June 25, 2019 at 5:00 am ET
At the Mastercard shareholder meeting today, shareholders who have not already voted electronically or through their financial advisor will have an opportunity to vote on five proposals. Three of the proposals are consistent across public companies: executive compensation, independent accounting firm and CEO pay ratio.
Of the two remaining proposals on the ballot, one addresses the gender pay gap, and another requests Mastercard to establish a human rights committee to monitor the domestic and international developments of human rights and its effect on Mastercard’s businesses. Three individuals and Lisa Lindsley on behalf of the group SumOfUs, which receives funding from individuals and groups like George Soros’ Open Society Foundations, support the proposal.
These shareholders believe Mastercard has a duty to follow their industry peers, and like PayPal shut off payment processing to groups they find unsavory: “The Proposal asks the Company to cease providing payment switching services to specific merchants.” What is more concerning is that the proposal would effectively bind Mastercard to a set of human rights “Guiding Principles” established by the United Nations for businesses to follow.
The principles say, “these Guiding Principles apply to all States and to all business enterprises, both transnational and others, regardless of their size, sector, location, ownership and structure.” While the Principles note there are no legal obligations to force a company to follow them, failure to incorporate the Principles into everyday business operations could bring future litigation.
Known as “soft laws,” the Guiding Principles in effect create additional corporate social responsibilities for Mastercard that could include policing their supply chains and the retailers or individual sellers using their products, and additionally monitoring and tracking customers’ purchases. The law firm White & Case notes that governments themselves are mandating greater disclosure, but further disclosure than what is mandated by law “can expose companies to adverse publicity, and potential litigation regarding the depth and quality of those disclosures.”
And this proxy season, Mastercard was not alone in receiving proposals similar to this effect. The Interfaith Center on Corporate Responsibility supported 31 shareholder proposals this year relating to the Guiding Principles. These proposals targeted companies across the industry, including tech, food, manufacturing, retail, banks and other financial institutions, energy and even a large contracting company.
SunTrust Banks also received the same proposal and was supported by ICCR, though it was ultimately withdrawn before receiving a vote before the shareholder meeting. What is notable is one of ICCR’s listed members is the AFSCME union, which has in the past filed similar proposals. Since 2014, the union has shifted its direction and submitted proposals that focus on federal relations, with ICCR following their lead on the issue.

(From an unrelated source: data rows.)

PR #1055, opened 2022-02-01
Grouping rules helpers

Jym77:
Moving stuff around to group helpers thematically, especially now that most are used both in Applicability and Expectation.


packages/alfa-rules/src/common/dom/get-offset-parent.ts
```diff
@@ -6,7 +6,9 @@ import { Predicate } from "@siteimprove/alfa-predicate";
 const { and, or, not, test } = Predicate;
 const { hasName, isElement } = Element;
 
-import { isPositioned, isRendered, isRoot } from "../predicate";
+import { isPositioned } from "../predicate/is-positioned";
+import { isRendered } from "../predicate/is-rendered";
+import { isRoot } from "../predicate/is-root";
```
zsofitoth, line 11: How come these imports are no longer grouped together?

Jym77: I want to avoid the risk of circular imports. Some predicates depend on DOM helpers (e.g. currnetly `hasInterposedDescendants` depends on `getOffsetParent`, and some DOM helpers depend on predicate (as here). By importing from `predicate.ts` we almost create an import loop; it seems to be OK by some JS magic only importing the bare minimum… But it felt incomfortable and I prefered breaking the loop from the start 😅

zsofitoth (approved):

In Mastercard’s case, the SEC denied their ability to exclude the proposal from their shareholder meeting and concluded “the Proposal transcends ordinary business matters.” However, the SEC’s Division of Corporate Finance has previously provided relief in the form of a no-action letter that allowed a tech company to omit a similar proposal recently, but did not provide the same latitude to Mastercard.
Mastercard shareholders should be wary of proposals like this and question whether the wishes of a select few are motivating enough to move the business in the direction of censorship and exclusion of customers from the payment platform. Mastercard’s fifth proposal demonstrates why there is concern among investors. Forcing companies to take stances on social and political issues that have nothing to do with the nature of the business ultimately detracts from shareholder value and creates a climate for future litigation.
Supporters of Proposal 5 will say that without adopting internal committees to implement the Guiding Principles, Mastercard risks reputational damage. In reality, it is Mastercard’s customers, employees, individual shareholders and those who passively own shares in their retirement accounts or pensions funds who are hurt by similar proposals that shift resources away from the core business to chase the social motivations of a small minority.
James Setterlund is the Executive Director of the Shareholder Advocacy Forum, a project of Americans for Tax Reform.